Ablation for treating small pulmonary nodules: radiologic and surgical approach and perspectives
Damian E. Dupuy, Janine Zuromski, Arjun Pennathur
Abstract
Abstract: Lung cancer is the most common cause of cancer-related mortality in the United States. While surgical resection is the standard therapy for resectable early-stage non-small cell lung cancer (NSCLC), a significant proportion of patients may have comorbidities that preclude resection. In addition, in patients who have previously undergone successful lung resection for cancer, recurrent disease is the most common cause of cancer-related mortality. Ablative techniques, such as radiofrequency ablation (RFA) may be applicable in high-risk patients with lung cancer. Further, ablative modalities may be applicable in selected patients with limited pulmonary metastases. In this review, the potential indications for ablative therapies in selected high-risk medically inoperable patients with early-stage NSCLC, patients with limited pulmonary metastases, and patients with recurrent lung cancer are discussed. Ablative therapies include RFA, microwave ablation (MWA) and cryoablation (CA).
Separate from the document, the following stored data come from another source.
PR #339, opened 2025-04-02
fix: added esm js files for module imports in environments without createRequire

crwntec:


crwntec:
### Update
I have replace the imports for all profile with ESM syntax and removed the unused require

test/db-deps-with-destination.js
```diff
@@ -29,7 +29,15 @@ tap.test('parses departure.destination correctly (DB)', (t) => {
...
 	t.ok(departure.destination, 'missing departure.destination');
-	t.equal(departure.destination.type, 'stop', 'invalid departure.destination.type');
-	t.equal(departure.destination.id, '930200', 'invalid departure.destination.id');
+	t.equal(
+		departure.destination.type,
+		'stop',
+		'invalid departure.destination.type',
+	);
+	t.equal(
+		departure.destination.id,
```
derhuerst, line 38: Please don't commit all the unrelated styling changes, this makes reviewing and [later `git blame`-ing](https://engineering.leanix.net/blog/essence-of-git-commit-message/) much harder.

crwntec: Sorry VSCode somhow auto applied formatting when replacing and pasting. Was a bit of a pain to rollback and revert those changes on my fork but it passes all tests again and imports the profiles correctly

crwntec:
I fixed the accidental styling/formatting changes and voila down from 3000+ changed lines to just 850

crwntec (commented):
All tests passed

crwntec:
I think so but to be safe I left them in there for now. Also not all require statements have been ported to imports yet. Would this also be necessary? Because the error message only refers to `base.json` imports

derhuerst:
> I think so but to be safe I left them in there for now. Also not all require statements have been ported to imports yet. Would this also be necessary? Because the error message only refers to `base.json` imports

Whenever you change a file from `.json` to `.js`, all `require()` calls to it should be replaced with a import statements.

crwntec:
Ok so no other Import statements required for now. What about the other json files. Do you have any plans on switching completely to import statements?

derhuerst:
I think we can switch over to ESM files, instead of keeping both.

crwntec:
New PR for this? It's a bit more work but I could look into porting everything else

derhuerst:
No, I think you're misunderstanding. Please just remove all `p/*/base.json` files in favour of the new ESM ones.

p/avv/index.js
```diff
@@ -1,9 +1,9 @@
 // todo: use import assertions once they're supported by Node.js & ESLint
 // https://github.com/tc39/proposal-import-assertions
-import {createRequire} from 'module';
-const require = createRequire(import.meta.url);
+// import {createRequire} from 'module';
```
derhuerst, line 3: These should be removed, too.

crwntec: All commented out createRequires?

crwntec:
Everything correct now?

p/avv/index.js
```diff
@@ -1,9 +1,8 @@
 // todo: use import assertions once they're supported by Node.js & ESLint
 // https://github.com/tc39/proposal-import-assertions
```
KristjanESPERANTO, line 2: It looks good to me! :clap: But can't these two lines also be removed now? :mag:

crwntec: Not really imo because import assertions are not used throughout the project. They seem to be somewhat experimental and my proposed changes are using a js file exporting JSON so no assertion is needed. Assertions are required when using an import statment on a JSON file.

KristjanESPERANTO:
The index.js in the vbb profile still uses the json file.

crwntec:
Somhow one of the newer commits didn't contain all changes so certain profiles weren't changed. Should be working now

p/avv/index.js
crwntec: However it is only the tests that are importing with require() now so this is something that could be changed in the future

derhuerst: > Not really imo because import assertions are not used throughout the project.

Please remove this comment. I'd like to keep only in places where `require()` is actually used.

> They seem to be somewhat experimental [...[.

[They'll likely be part of ECMAScript 2025](https://github.com/tc39/proposals/blob/be6d67902372fa9006537f3178736a88a46ad375/finished-proposals.md?plain=1#L12). But even then, `hafas-client`'s minimum Node.js version must support them.

derhuerst (approved):
I have squashed your commits into one, and amended it with a few changes,
- reverting changes to unrelated files, e.g. stylistic changes
- restoring some `hafas-client`-specific changes on top of what `pull-profile-base-data.sh` pulls from [`transport-apis`](https://github.com/public-transport/transport-apis) that were there before. (I now, not very contribution-friendly!)
- removing some leftover comments and empty lines, in order to keep the set of changed lines strictly related to the JSON -> ESM switch.

derhuerst:
Fix published as `hafas-client@6.3.5`. 🎉

crwntec:
Ok nice. Massive thank you for the support. I will test out the integration with my [application](https://db-live-monitor.vercel.app/)!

RFA is a thermal ablative modality, which uses an energy delivery system that applies an alternating current supplied by a radiofrequency energy generator, delivered through a needle electrode. RFA is the most well-studied percutaneous ablative modality and will be the focus of this review. The principles of RFA, the technique for RFA, potential indications for RFA, and clinical experiences with RFA in the treatment of lung neoplasm are reviewed.